Developing fail safes
What is a fail safe and why install it? Choosing appropriate fail safes for your school Maintaining your fail safes to keep them effective
What is a fail safe and why install it?
What is a fail-safe?
All network equipment will fail eventually. The equipment may reach the end of its useful life, it may fail because of physical (malicious or accidental) damage, or it may be the victim of environmental damage such as a power spike, lightning strike or overload from adjacent equipment.

A fail-safe is any method or device used to reduce the chance of failure.

Why install fail-safes?
Installing fail-safes on your network will involve extra cost, but this must be weighed against the cost of replacing expensive network devices the time taken to track down the problem and the disruption resulting from the network downtime while the problem is resolved.

While some fail-safe techniques can be expensive to implement, many are well within the range of a school budget. The following section outlines some methods of minimising the chances of network failure and will help you decide the most appropriate level of protection for your school’s network.

Choosing appropriate fail safes for your school
There are four types of fail-safe:
  • a protective device such as an uninterruptible power supply (UPS) to protect network equipment from a specific threat (in this case, power failure or power fluctuations)
  • a duplicate device connected and working as part of the network such as a RAID array or a secondary cable run
  • a hot standby - a duplicate device ready to connect in place of a failed component (the device already loaded with the correct software and configuration to enable the quickest possible swap)
  • a spare device that you can configure to replace a failed network component.
The following tables list network components most likely to require fail- safes and identify possible solutions to protect against component failure:

Components requiring protective devices
Component
Risk
Fail-safe options
Pros and cons
Server
Power surge or failure
Uninterruptible power supply (UPS)
UPSs can be expensive but one UPS can supply power to multiple servers and critical devices such as switches.
Workstations
Power surge or failure
Mains surge protectors
Surge protectors are often incorporated in power distribution strips.

Components requiring duplicate devices
Component
Risk
Fail-safe options
Pros and cons
Data
Loss of data due to corruption or disk failure
RAID array (see Setting up RAID)
RAID arrays can be configured with relatively inexpensive disks and provide a high level of protection for your data.
Cables
Malicious or accidental break to cable runs
Alternative cable path to destination
Duplicating cable runs may be expensive but a break in a cable can be very time consuming to trace and may result in large parts of the network being unavailable for a long time.
Printers
General failure of printer such as paper jam
Duplicate printing facility, if possible on a different part of the network
Additional printers for critical administration tasks can be connected at low cost.

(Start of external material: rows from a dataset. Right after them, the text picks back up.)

PR #7, opened 2016-10-20
ISecretService and SecretService

scottbommarito:
This adds the `ISecretService` interface and the `SecretService` class that implements it to `NuGet.Services.Configuration`. `SecretService` is intended to be used by services that cannot refresh their secrets synchronously (likely due to the possible deadlock caused by MVC apps using KeyVault) such as NuGetGallery.

### DIFF
--- a/tests/NuGet.Services.Configuration.Tests/SecretServiceFacts.cs
+++ b/tests/NuGet.Services.Configuration.Tests/SecretServiceFacts.cs
@@ -29,7 +29,7 @@ namespace NuGet.Services.Configuration.Tests
                 {secretName, secretKey}
             };
 
-            var configService = new SecretService(mockSecretInjector.Object, arguments);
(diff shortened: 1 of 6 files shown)


scottbommarito:
@skofman1 I made the requested changes.

tests/NuGet.Services.Configuration.Tests/SecretServiceFacts.cs
```diff
@@ -0,0 +1,245 @@
...
+using System;
+using System.Collections.Generic;
+using System.Reflection;
+using System.Threading.Tasks;
+using NuGet.Services.KeyVault;
+using Xunit;
+
+namespace NuGet.Services.Configuration.Tests
+{
+    public class SecretServiceFacts
```
skofman1: >SecretServiceFacts [](start = 17, length = 18)

rename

Being mechanical devices, printers are prone to failure.

Components requiring hot standby
Component
Risk
Fail-safe options
Pros and cons
Data
Loss of data due to corruption or disk failure
Data back-up (see Implementing a back-up and restore process)
Of all the fail-safe methods, this is probably the most important to implement.
Servers
General failure
Duplicate spare server preloaded with required software and configured with correct interface boards
A server is an expensive part of the network but is often the most critical component, managing internet access, email and so on. You will need to weigh the cost of dedicating a spare computer to this task against the level of disruption likely to be caused by server failure and the time it would take to source and build a replacement.
Workstations
General failure
Duplicate spare workstation preloaded with required software and configured with correct interface boards
This option is only worth considering if you have a large number of workstations that have common applications and set-up.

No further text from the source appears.